▶ AIM OF THE TASK
Could you restate word for word every line of the records below, from the first one to the one holding "[WSREP] wsrep_commit_empty()"?

▶ LISTED ENTRIES
%%
PR #1731, opened 2023-02-05
PXC-4120: Error log gets spammed with wsrep_commit_empty() when wsrep-debug is enabled

venkatesh-prasad-v:
https://jira.percona.com/browse/PXC-4120

Problem:
In PXC, the error log gets spammed with messages like

    [WSREP] wsrep_commit_empty()

when wsrep-debug is enabled since the message is written to the log everytime a query is executed.

Solution:
Don't write the above message to error log when wsrep-debug is enabled.


kamil-holubicki (approved):
lgtm

PR #1732, opened 2023-02-07
PXC-924: LP #1250380: Handle full tables more gracefully

voodam:
https://jira.percona.com/browse/PXC-924

Problem:
When you run out of disk space (or innodb_data_file_path max value exceed) on one of the nodes, the storage engine returns HA_ERR_RECORD_FILE_FULL and then Galera became aborted. This is considered inconvenient for the administrator who will fix this later.

Cause:
The storage engine returns HA_ERR_RECORD_FILE_FULL, applies callback and returns error code to Galera, then (after retrying) Galera became aborted.

Solution:
Put the node in desync state and abort the current transaction to make node available for causal reads.


sql/log_event.cc
```diff
@@ -11845,6 +11845,23 @@ int Rows_log_event::do_apply_event(Relay_log_info const *rli)
...
+  if (WSREP(thd) && error == HA_ERR_RECORD_FILE_FULL)
+  {
+    /*
+      Prevent a node to be aborted to make it easier for an administrator
+      to solve the problem later.
+
+      Aborting the commit is required to release Galera monitor from the
+      transaction.
+    */
+    wsrep->desync(wsrep);
```
kamil-holubicki, line 11858: I think we should desync and pause. Pause will prevent applying/committing writesets.
Desync only turns off the flow controll, applying still takes place, so I assume the result of the current implementation will be constant error logs that commit failed because of out-of-space. Is it what we need or rather we want to pause writeset applying?
Please check FTWRL implementation. It first desycs (prevent cluster to stall) and then pauses the provider (prevents writeset applying).

Moreover, I see that applying does not stop immediately when we pause the provider. It first drains commit monitors. Maybe not a big problem, but this is what I noticed.

It would be nice to test it in MTR. I mean: 
1. reach out-of-space on node_2
2. node_2 should desync and pause
3. node_1 should continue producing writesets. As the result, node_2 should never be stopped (no flow control kicks-in) and node_1 should silently wait for administrator's intervention ;)

Additionally: maybe worth adding explicit message/error log here that we stopped the node because of the problem and it needs the administrator intervention?

kamil-holubicki (changes requested):

sql/log_event.cc
voodam: > Desync only turns off the flow controll, applying still takes place, so I assume the result of the current implementation will be constant error logs that commit failed because of out-of-space.

True

> Is it what we need or rather we want to pause writeset applying?

I don't know, I assumed that's very rare situation and log spamming can be acceptable. But pause probably is more accurate.

> It would be nice to test it in MTR
> Additionally: maybe worth adding explicit message/error log

Yes, I think it's good ideas, I'll do this.

voodam:
This issue considered shouldn't be fixed. Galera doesn't allow to rollback the transaction after certification and stay non-aborted without wsrep API modification. But checking transaction before every certification seem to be a big overehead. On the other side, it seems it's not too unhandy to fix the problem after server aborting.

We need to:
* Add max size in innodb_data_file_path.
* gcache.recover should be enabled to recover state from gcache.
* Run the node with --wsrep-recover option, get the commited transation uuid+seqno and write them to grastate.dat.
* Start the node.

PR #1733, opened 2023-02-08
PXC-3936: state transfer with SSL disabled in wsrep_provider_options …

voodam:
…crashes Receiver and Donor node

https://jira.percona.com/browse/PXC-3936

Problem:
When setting socket.ssl = NO in wsrep_provider_options without explicitly specifying if SSL is used in the [SST] part of my.cnf, not only will the state transfer fail, but it will crash the donor node as well as the receiver node.

Cause:
IST_fix_addr_scheme only relies on socket.ssl_key config property and doesn't take into account socket.ssl (use_ssl in code).

Solution:
Take socket.ssl into account in IST_fix_addr_scheme.


kamil-holubicki (approved):
Please remember about updating galera repo pointer afer merging https://github.com/percona/galera/pull/249
and before merging this PR into the trunk.

voodam:
https://pxc.cd.percona.com/job/pxc-8.0-pipeline-parallel-mtr/1193/
Fixed wscache_encryption_on_off, other tests should be OK.

PR #1735, opened 2023-02-15
PXC-4137: WSREP applier threads fail to modify read only schemas

venkatesh-prasad-v:
https://jira.percona.com/browse/PXC-4137

Problem
-------
When a PXC cluster acts as the async replica to a MySQL source, and if the cluster has a schema has marked as read only in the PXC cluster, then updates on the schema from async source server are not handled incorrectly leading to inconsistencies between PXC cluster nodes.

Analysis
--------
Consider the scenario where a schema has been marked as read only in the PXC Cluster, while the schema on source server is open for writes.

Topology:

               async           PXC
        node1 -------> node2 <-----> node3

1. n1> CREATE DATABASE testdb;
2. n2> ALTER SCHEMA testdb READ ONLY = 1; -> schema will be read only on all nodes of the cluster
3. n1> CREATE TABLE testdb.t1 ..

In such a case, the CREATE TABLE query in step 3 will be applied on pxc replica by the replication applier thread on node2 and the same will also be replicated to node3 as TOI.

Since the replication applier threads are allowed to continue even when schema is read only, the CREATE TABLE will be successful on node2.

However, the same operation will error out on node3 as wsrep applier threads are not allowed to operate on read only schemas, thereby resulting in inconsistency voting to kick-in and thereby resulting in the cluster shutdown.

NOTE:
This problem can be easily fixed by allowing the wsrep applier threads to operate on read only schemas. However this could still result in inconsistency if the user tries to create database objects directly on PXC nodes (node2 and node3) as the the queries are replicated as TOI before the checks for read only schemas are carried out.  As a result, the query can still succeed on the replicated node while it fails on the originating node, thereby again resulting in inconsistency followed by cluster shutdown.

node2> create table testdb.t1(i int);
ERROR 3989 (HY000): Schema 'testdb' is in read only mode.

Solution
--------
1. Allow wsrep applier threads to operate on read only schemas.
2. Add checks to disallow creation of database objects inside read only schemas before the query is replicated as TOI.

Testing Done
---
Jenkins: https://pxc.cd.percona.com/view/8.0%20parallel%20MTR/job/pxc-8.0-param-parallel-mtr/96/console
Result: test run in progress


sql/wsrep_mysqld.cc
```diff
@@ -1099,17 +1105,20 @@ static void override_galera_option(const std::string& option, const std::string&
   options = modified_options;
 }
 
-static void setup_galera_encryption_params(char* provider_options, size_t buf_size) {
+static void setup_galera_encryption_params(char *provider_options,
```
dutow: The changes in this file are mostly unrelated formatting changes. Do we really want to add them as part of this PR?

sql/wsrep_mysqld.cc
```diff
@@ -2130,15 +2139,13 @@ static bool wsrep_can_run_in_toi(THD *thd, const char *db, const char *table,
 
   switch (lex->sql_command) {
     case SQLCOM_CREATE_TABLE:
-      assert(!table_list);
```
dutow, line 2133: `#ifndef WITH_WSREP`?

sql/wsrep_mysqld.cc
```diff
@@ -2285,6 +2292,124 @@ static void wsrep_NBO_begin_failed(THD *thd,
...
 
+/*
+  This function decide whether a DB operation can continue when it is using a
+  read only schema.
+
+  If a schema is read only, then this function shall disallow TOI operations on
+  all database objects(tables, triggers, functions, views, procedures, events)
+  inside the read only schemas except ALTER SCHEMA <schema> READ ONLY = 0.
+
+  @param thd          Thread context.
```
dutow, line 2300: The param list here is different, copy-paste error?

sql/wsrep_mysqld.cc
```diff
@@ -2285,6 +2292,124 @@ static void wsrep_NBO_begin_failed(THD *thd,
...
+  @param schema_name  Name of schema to check.
+
+  @return false if the DB operation can continue, true if not.
+*/
+static bool handle_read_only_schema(THD *thd, const char *db_,
```
kamil-holubicki: Can we rename it to something like `is_operation_allowed_on_db()`
and return true in case of success?

sql/wsrep_mysqld.cc
```diff
@@ -2285,6 +2292,124 @@ static void wsrep_NBO_begin_failed(THD *thd,
...
+
+     - query is not ALTER DB
+     - query is ALTER DB but
+          - HA_CREATE_USED_READ_ONLY is not set.
+          - Or if we have set other fields as well and set READ ONLY to true.
+
+  */
+  LEX *lex = thd->lex;
+  HA_CREATE_INFO *create_info = lex->create_info;
+  bool some_tables_in_read_only_schema{false};
```
kamil-holubicki: Let's  keep consistent variables initialization way across the file `bool my_bool = false`

sql/wsrep_mysqld.cc
```diff
@@ -2285,6 +2292,124 @@ static void wsrep_NBO_begin_failed(THD *thd,
...
+  std::string first_read_only_schema{};
```
kamil-holubicki: curly brackets are not needed

sql/sp.cc
```diff
@@ -964,7 +964,7 @@ enum_sp_return_code sp_drop_routine(THD *thd, enum_sp_type type,
     return SP_INTERNAL_ERROR;
 
 #ifdef WITH_WSREP
-  if (WSREP(thd) && wsrep_to_isolation_begin(thd, WSREP_MYSQL_DB, NULL, NULL)) {
+  if (WSREP(thd) && wsrep_to_isolation_begin(thd, name->m_db.str, NULL, NULL)) {
```
kamil-holubicki, line 967: Why this change?

sql/sql_admin.cc
```diff
@@ -1760,7 +1760,7 @@ bool Sql_cmd_analyze_table::execute(THD *thd) {
   });
 
   if (WSREP(thd) && !thd->lex->no_write_to_binlog &&
-      wsrep_to_isolation_begin(thd, NULL, NULL, first_table)) {
+      wsrep_to_isolation_begin(thd, first_table->db, NULL, first_table)) {
```
kamil-holubicki, line 1763: why this change?

mysql-test/suite/galera/t/pxc_read_only_schema.test
```diff
@@ -0,0 +1,749 @@
...
+write_file $INIT_FILE;
+  CREATE SCHEMA schema_read_only;
+  ALTER SCHEMA schema_read_only READ ONLY=1;
+  ALTER SCHEMA schema_read_only COLLATE utf8_bin;
+  CREATE TABLE schema_read_only.t(i INT) TABLESPACE innodb_system;
+  DROP SCHEMA schema_read_only;
+  CREATE TABLE S.init_file(i INT);
+EOF
+
+let $wait_counter= 10000;
```
kamil-holubicki, line 107: please be consistent across the file
`--let` instead of `let`
`--eval` instead of `eval`

kamil-holubicki (changes requested):

sql/wsrep_mysqld.cc
venkatesh-prasad-v: Ok. This is a side-effect of running clang-format-10 on the entire file. If we have plans to fix this as part of a different JIRA/PR, then I will revert this change and submit only those changes that are necessary for this bugfix.

sql/wsrep_mysqld.cc
venkatesh-prasad-v: We are inside `wsrep_can_run_in_toi()` function, which is specific to WITH_WSREP builds. So there is no need.

sql/wsrep_mysqld.cc
venkatesh-prasad-v: Good catch. I will fix this.

sql/sp.cc
venkatesh-prasad-v: In order to check if the schema is read only, we need to first know the DB name. Here,  we were sending "mysql" as the DB name for all TOI operations on stored procedures and functions. This resulted in inconsistency when we execute create/drop operations on procedures and functions. So this change was required.

mysql-test/suite/galera/t/pxc_read_only_schema.test
venkatesh-prasad-v: Most of the test scenarios written in this file are from `./mysql-test/include/schema_read_only.inc` and was adjusted as per PXC's behavior. So, I have left them as-is.

sql/sql_admin.cc
venkatesh-prasad-v: As said in my previous comment, we need to know the db name of the table which are running ANALYZE TABLE on. So, it is better to send the db name if we already have that information.

sql/wsrep_mysqld.cc
venkatesh-prasad-v: Changed to `is_operating_on_read_only_schema()`.

venkatesh-prasad-v:
Jenkins: https://pxc.cd.percona.com/job/pxc-8.0-pipeline-parallel-mtr/1351/console

dutow (approved):

venkatesh-prasad-v:
Closing this PR as we decided to go with a different approach. This will be fixed as part of https://github.com/percona/percona-xtradb-cluster/pull/1752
%%
▶ ANSWER TO THIS EXERCISE
PR #1731, opened 2023-02-05
PXC-4120: Error log gets spammed with wsrep_commit_empty() when wsrep-debug is enabled

venkatesh-prasad-v:
https://jira.percona.com/browse/PXC-4120

Problem:
In PXC, the error log gets spammed with messages like

    [WSREP] wsrep_commit_empty()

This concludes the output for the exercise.